PR #894, opened 2024-08-02
DisruptionCrons should validate their DisruptionTemplates

ptnapoleon:
## What does this PR do?

- [ ] Adds new functionality
- [ ] Fixes a bug

- Before I update all the unit tests, do we like this approach? DisruptionTemplates won't have any selectors, so I can't call the original Validate functions. But I obviously want to re-use the code, so I've added an optional requireSelectors argument

## Code Quality Checklist

## Testing

    - `x`
    - [ ] locally.

### DIFF
--- a/api/v1beta1/disruption_cron_webhook_test.go
+++ b/api/v1beta1/disruption_cron_webhook_test.go
@@ -366,9 +366,11 @@ var _ = Describe("DisruptionCron Webhook", func() {
 })
 
 func makeValidDisruptionCron() *DisruptionCron {
+	validDisruption := makeValidNetworkDisruption()
 	return &DisruptionCron{
 		TypeMeta: metav1.TypeMeta{
 			Kind: DisruptionCronKind,
 		},
+		Spec: DisruptionCronSpec{DisruptionTemplate: validDisruption.Spec},
 	}
 }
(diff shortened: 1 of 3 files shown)


diyarab (dismissed):

api/v1beta1/disruption_cron_webhook_test.go
```diff
@@ -121,6 +120,23 @@ var _ = Describe("DisruptionCron Webhook", func() {
 				})
 			})
 
+			When("disruptionTemplate is invalid", func() {
+				When("the count is invalid", func() {
```
ptnapoleon, line 124: So I could add multiple tests and use DescribeTable for the various entries. But a valid DisruptionSpec is quite long, so it gets verbose. I could pass in a transformation function that takes a valid spec and breaks it in a specific way. But I feel the various cases for why a DisruptionSpec gets rejected are tested elsewhere. As long as we confirm we do validate the spec.disruptionTemplate of a DisruptionCron using DisruptionSpec's Validate, we can trust that all other cases are covered indirectly

clairecng: I'm ok with only testing like this as well.
Could we add a small comment there explaining that though?

clairecng (approved):

api/v1beta1/disruption_cron_webhook_test.go
ptnapoleon, line 124:
```suggestion
				When("the count is invalid", func() {
				// Other forms of invalid disruptions are covered by the disruption_webook_test.go
				// we just want to confirm we do validate the disruptionTemplate as part of the disruption cron webhook
```

aymericDD (approved):

PR #904, opened 2024-09-05
DisruptionCrons should not halt if they've missed 100 starts

ptnapoleon:
## What does this PR do?

- [ ] Adds new functionality
- [ ] Fixes a bug

- Add a warning log when `getNextSchedule` finds that `now` is earlier than the last scheduled disruption
- DisruptionCrons should not halt when they miss more than 100 starts. Previously, the only remedy was to wipe their status or delete/re-create them. It is sufficiently safe for them to just keep trying
- `getNextSchedule` should not take `DelayedStartTolerance` into account. By doing so, it was making it impossible to ever send the TooLate metric, because we wouldn't consider starts we had missed for being too late

## Code Quality Checklist

## Testing

    - `x`
    - [ ] locally.

### DIFF
--- a/controllers/disruption_cron_controller.go
+++ b/controllers/disruption_cron_controller.go
@@ -289,6 +289,8 @@ func (r *DisruptionCronReconciler) getNextSchedule(instance *chaosv1beta1.Disrup
 	}
 
 	if earliestTime.After(now) {
+		r.log.Warnw("getNextSchedule has found itself in the past", "earliestTime", earliestTime.GoString(), "now", now.GoString())
+
 		return time.Time{}, sched.Next(now), nil
 	}
 
--- a/controllers/disruption_cron_controller.go
+++ b/controllers/disruption_cron_controller.go
@@ -288,15 +288,6 @@ func (r *DisruptionCronReconciler) getNextSchedule(instance *chaosv1beta1.Disrup
 		earliestTime = instance.ObjectMeta.CreationTimestamp.Time
 	}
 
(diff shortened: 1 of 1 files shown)


aymericDD (approved):
LGTM 👍

controllers/disruption_cron_controller.go
```diff
@@ -289,27 +288,14 @@ func (r *DisruptionCronReconciler) getNextSchedule(instance *chaosv1beta1.Disrup
...
 
-	if instance.Spec.DelayedStartTolerance.Duration() > 0 {
-		// controller is not going to schedule anything below this point
-		schedulingDeadline := now.Add(-instance.Spec.DelayedStartTolerance.Duration())
-
-		if schedulingDeadline.After(earliestTime) {
-			earliestTime = schedulingDeadline
-		}
-	}
-
```
diyarab, line 300: Note: without the `earliestTime` adjustment, the controller has more opportunities to run the disruptions within the allowed window. This will lead to increased attempts to execute the disruption as soon as resources are available, rather than potentially skipping them.

ptnapoleon: Could you share the spec / status / scheduling gap you think will cause multiple attempts? I believe we're still going to return a single missedRun and the same `next` scheduled time. We don't allow concurrent reconciles, and we definitely dont allow concurrent disruptions, so i dont think we'll have any problems

diyarab (approved):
——————————
Required work: All lines in the data that contain the word "DisruptionCronReconciler" should be copied.

Result:
@@ -289,6 +289,8 @@ func (r *DisruptionCronReconciler) getNextSchedule(instance *chaosv1beta1.Disrup
@@ -288,15 +288,6 @@ func (r *DisruptionCronReconciler) getNextSchedule(instance *chaosv1beta1.Disrup
@@ -289,27 +288,14 @@ func (r *DisruptionCronReconciler) getNextSchedule(instance *chaosv1beta1.Disrup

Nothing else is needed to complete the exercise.